The quite mufflers are designed for a specific back pressure so putting one on your blower might well inhibit its power output. Ways to measure that. Tony P is wrong that you can't have both, you can, it just cost more as its a much higher engineered device and fabrication cost. 

But kind of what is the point? Ear muffs or ear plugs and its not an issue for an hour or two on an irregular schedule.


----------



## orangputeh (Nov 24, 2016)

I love straight pipes!!!! ran em on my Harley's all the time.

On a motorcycle you want to be seen and one way to do that is to be LOUD.


----------



## oneboltshort (Dec 16, 2019)

I don't think there's all that much higher engineering involved, MTD/Powermore has a quiet muffler blower out. It really is quite a bit quieter, but the muffler is very large.


----------



## 3vanman (Nov 21, 2017)

I have noticed that the noise level on snow blowers is getting less and less each year, we all remember the old Tecumseh 8-10 hp Snow King..pass me the ear protection please.
Briggs and Stratton are a bit quieter and then we have the Powermore which is even quieter.
Haven't had the opportunity to try one of the new Champion Power Equipment machines yet, but thinking with their history of generators they may even be quieter.
As for quieting your current machine, most snow blower exhaust is also intended to heat the air around the carb..which calls for a flatter muffler (I could be mistaken), and as someone pointed out, cost to manufacture these will drive up the machine price..


----------



## Tony P. (Jan 9, 2017)

RC20 said:


> The quite mufflers are designed for a specific back pressure so putting one on your blower might well inhibit its power output. Ways to measure that. Tony P is wrong that you can't have both, you can, it just cost more as its a much higher engineered device and fabrication cost.


RC20, I make my share of mistakes and try to appreciate comments letting me know. I just don't see it here. I said, 


> It's possible to replace your existing muffler with a quitter one. However, mufflers create resistance (called back pressure) and adding resistance can have an adverse impact on your snow blower.


And you said,


> The quite mufflers are designed for a specific back pressure so putting one on your blower might well inhibit its power output.


There is no difference between our statements. But, if I'm wrong again I'm certain you'll let me know.


----------



## Fat City (Feb 11, 2017)

To prevent Carb. icing, snow blowers use a heat box to enclose some exhaust heat . A bigger muffler would run cooler,and may require a different heat box . I would like to hear how HF ' Predator ' engine converters handle this .


My predator iced up, removed air filter, much better . Would like to see a * Winter * version of these engines .


----------



## tabora (Mar 1, 2017)

dman2 said:


> The answer is cost. No one is going to pay $3000 for a snowblower.

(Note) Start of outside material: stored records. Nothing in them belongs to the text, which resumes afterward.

PR #1352, opened 2026-07-30
[KNW-214] refactor: rename magic-code proto field to resend_cooldown_secs

fernandolins:
## Summary
Renames the magic-code response field `code_ttl_secs` to `resend_cooldown_secs` across the proto and the AnkiWeb signup/login UI. The old name described a code TTL, but the value the server returns is the per-email resend spacing (the seconds the client must wait before offering to resend). The new name matches the server contract in ankiweb.

- Rename `code_ttl_secs` → `resend_cooldown_secs` in `proto/user_backend/magic_code.proto` (signup and login responses).
- Wire `SignupCodeVerificationWidget` to seed its countdown from the server's `resend_cooldown_secs`, keeping a single internal `remaining_seconds` field for the timer (initial open, resend, and retry all share it).
- Update `_on_sign_up` and the retry call site to pass `remaining_seconds` consistently.
- Update unit tests to the new field/param names.

Pairs with the AnkiWeb PR that renames the field server-side and enforces the per-email resend cooldown.

## Related PR
https://github.com/ankitects/ankiweb/pull/30

## Test plan
- [ ] `pytest tests/addon/test_unit.py -k signup_code_verification`
- [ ] Manual: request a signup code, confirm the "Resend available in Ns" countdown starts from the server cooldown and the button re-enables at 0.
- [ ] Manual: fail a verification and confirm the retry screen resumes the remaining countdown instead of restarting.

### DIFF
--- a/ankihub/gui/ankiweb.py
+++ b/ankihub/gui/ankiweb.py
@@ -1,8 +1,10 @@
 from __future__ import annotations
 
 import sys
+import time
 from concurrent.futures import Future
 from enum import Enum
+from math import ceil
 from typing import Any, Callable, NoReturn, Union
 
 import aqt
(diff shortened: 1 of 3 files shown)


abdnh:
Cool.
I assume ResendCooldownTracker is not strictly required here with the server changes and is also easy to bypass by just restarting Anki (which is fine since the backend enforces the cooldown), but it's a nice UI improvement. I just suggest rewriting the docstring of ResendCooldownTracker since it can be misleading about this point.

Luc-Mcgrady (dismissed):

iamllama (dismissed):

abdnh (approved):

PR #1353, opened 2026-07-31
[KNW-177] Catch collection errors while media sync is active

abdnh:
## Related issues

https://ankihub.atlassian.net/browse/KNW-177

<details>

<summary>Jira description for people with no access</summary>

Problem: The background sync does not cancel immediately when the user’s collection becomes unavailable in some cases (e.g. profile switched).

Solution: Review usage of mw.col in the sync logic and ensure there are checks to prevent errors.

</details>

## Proposed changes

Media sync runs in the background and relies on the existence of `aqt.mw.col` to get the media folder (which can be None when the profile is switched or a full sync is running). While the background task is canceled when the profile is switched, it takes time for cancellation to take effect and any access of `aqt.mw.col` there results in spurious errors. This is one of the most common error reports on [Discourse](https://community.ankihub.net/t/idk-this-is-annoying/596352)/[Sentry](https://ankihub.sentry.io/issues/6725784266/?project=6546414&query=TypeError&referrer=issue-stream&sort=recommended).

#1339 improved the situation by showing all kinds of errors in a dialog instead of throwing errors visibly at the user. This PR just adds a custom error message for that instead of showing TypeError/CollectionNotOpen exception messages.

## How to reproduce

1. Start a media sync (by downloading a large deck for example).
2. Open the media sync dialog from the toolbar button.
3. Switch the Anki profile quickly from _File>Switch Profile_ while the sync is starting (before the file count is displayed).
4. Depending on the timing, you should see "Collection is unavailable." displayed in the dialog.

## Screenshots and videos

image

### DIFF
--- a/ankihub/gui/media_sync.py
+++ b/ankihub/gui/media_sync.py
@@ -34,13 +34,19 @@ from aqt.qt import (
 )
 
 from .. import LOGGER
-from ..addon_ankihub_client import AddonAnkiHubClient
+from ..addon_ankihub_client import AddonAnkiHubClient, CollectionNotAvailableError, collection_or_error
 from ..ankihub_client.models import DeckMedia
 from ..common_utils import get_media_names_from_note_field, get_media_names_from_note_type
 from ..db import ankihub_db
 from ..settings import config, get_anki_profile_id
 from .operations import AddonQueryOp
-from .utils import error_icon, media_download_icon, media_sync_error_svg, media_sync_svg, media_upload_icon
+from .utils import (
+    error_icon,
+    media_download_icon,
+    media_sync_error_svg,
+    media_sync_svg,
+    media_upload_icon,
+)
 
 SHOW_MEDIA_PROGRESS_PYCMD = "ankihub_show_media_progress"
 TOOLBAR_BUTTON_ID = "ankihub_media_sync"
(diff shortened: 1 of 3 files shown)


tests/addon/test_integration.py
```diff
@@ -7965,6 +7960,41 @@ def test_download_media_with_filtering_by_referenced_media(
...
+                "get_deck_media_updates",
+                return_value=[
+                    DeckMediaUpdateChunk(media=[media], latest_update=latest_media_update),
+                ],
+            )
+            # Simulate closed collection
+            mocker.patch("aqt.mw.col", None)
+            with qtbot.captureExceptions() as exceptions:
+                media_sync.start_media_download()
+                qtbot.wait_until(lambda: media_sync._download_in_progress is False)
```
fernandolins, line 7999: This test is dedicated to downloading. 

Can you write a test for upload as well?

ankihub/gui/media_sync.py
```diff
@@ -111,7 +128,8 @@ def on_failure(exception: Exception) -> None:
             self._errors = [exception]
             self.refresh_sync_status()
             self._dialog.update_status(self._get_status())
-            raise exception
+            if not _is_collection_error(exception):
+                raise exception
```
fernandolins, line 132: Should we raise an exception with a message here?

``` 
raise Exception("Some specific message for this error.")
```

ankihub/gui/media_sync.py
```diff
@@ -146,7 +164,8 @@ def on_failure(exception: Exception) -> None:
...
```
fernandolins, line 168: same here

ankihub/gui/media_sync.py
abdnh: For collection errors? No because the goal of this PR is to hide this type of errors from the user. If we raise here, the error will show in ErrorDialog visibly and users will think something is broken.

fernandolins (approved):

PR #1362, opened 2026-08-06
[KNW-217] Fix AnkiHub sync failing silently after AnkiWeb errors

abdnh:
## Related issues

https://ankihub.atlassian.net/browse/KNW-217

## Proposed changes

AnkiHub sync fails silently without errors if the user is logged in to an unverified AnkiWeb account or if any other AnkiWeb issue occurs. We started to get more reports of this in Anki 26.08 from new users, as before that Anki used to incorrectly report that a full sync is required for completely new accounts, which made AnkiHub fail visibly with the “AnkiHub sync cancelled” message (fixed in [#5109](https://github.com/ankitects/anki/issues/5109)), reducing the possibility of users hitting the silent failure path.

The issue comes from Anki’s aqt.sync.get_sync_status() function ignoring connection/authentication errors (reason being that it’s intended for display of sync status in the toolbar). The solution implemented here involves using the underlying mw.col.sync_status directly and explicitly handling errors.

### Before

To reproduce the issue before this PR, create a new AnkiWeb account but do not verify it. Then log in to it in Anki and log in to an AnkiHub account and try to sync either using the Sync button or from the Deck Management screen. You should notice that nothing happens. If you check the console, you'll see the AnkiWeb error message as printed by Anki (look for for "sync status check failed").

### After

Any errors coming from AnkiWeb should now be visible.

### DIFF
--- a/ankihub/gui/operations/ankihub_sync.py
+++ b/ankihub/gui/operations/ankihub_sync.py
@@ -55,7 +55,10 @@ def get_sync_status(mw: aqt.main.AnkiQt, on_done: Callable[[Future], None]) -> N
 
     def wrapped_on_done(fut: Future) -> None:
         try:
-            fut.result()
+            status: SyncStatus = fut.result()
+            if new_endpoint := getattr(status, "new_endpoint", None):
+                if hasattr(mw.pm, "set_current_sync_url"):
+                    mw.pm.set_current_sync_url(new_endpoint)
             on_done(fut)
         except Exception as exc:
             LOGGER.warning("AnkiWeb status error", exc_info=exc)
--- a/ankihub/gui/operations/ankihub_sync.py
+++ b/ankihub/gui/operations/ankihub_sync.py
@@ -107,12 +107,7 @@ def _after_ankiweb_sync(on_done: Callable[[Future], None], skip_summary: bool) -
 
         _sync_with_ankihub_inner(on_done=on_done, skip_summary=skip_summary)
 
-    @pass_exceptions_to_on_done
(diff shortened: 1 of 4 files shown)


cjasm (dismissed):

ankihub/gui/operations/ankihub_sync.py
```diff
@@ -41,8 +47,31 @@ class _SyncState:
...
+        on_done(future_with_result(SyncStatus(required=SyncStatus.NO_CHANGES)))
+        return
+
+    def wrapped_on_done(fut: Future) -> None:
+        try:
+            fut.result()
+            on_done(fut)
+        except Exception as exc:
+            LOGGER.warning("AnkiWeb status error", exc_info=exc)
+            on_done(future_with_exception(AnkiWebSyncStatusError(exc)))
```
fernandolins, line 65: Here, after the `try... except`, the original `get_sync_status` from `aqt/sync.py` calls
``` python
        if out.new_endpoint:
            mw.pm.set_current_sync_url(out.new_endpoint)
```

Oh, yes, we do... Honda, Yamaha, Ariens & others all have models that sell well and are above the $3K mark, and the really serious 36"+ machines go for more in the $8-12K neighborhood. To each his own... No different than for cars, motorcycles, boats, houses, etc. Quite a range of everything out there!


----------



## tabora (Mar 1, 2017)

orangputeh said:


> I love straight pipes!!!! ran em on my Harley's all the time.
> On a motorcycle you want to be seen and one way to do that is to be LOUD.


Actually, I can't agree with that; that's just being HEARD and not seen. My Honda bikes are all quite quiet, and I can easily listen to music that is not inflicted on others when riding through in-helmet speakers.


----------



## orangputeh (Nov 24, 2016)

tabora said:


> Actually, I can't agree with that; that's just being HEARD and not seen. My Honda bikes are all quite quiet, and I can easily listen to music that is not inflicted on others when riding through in-helmet speakers.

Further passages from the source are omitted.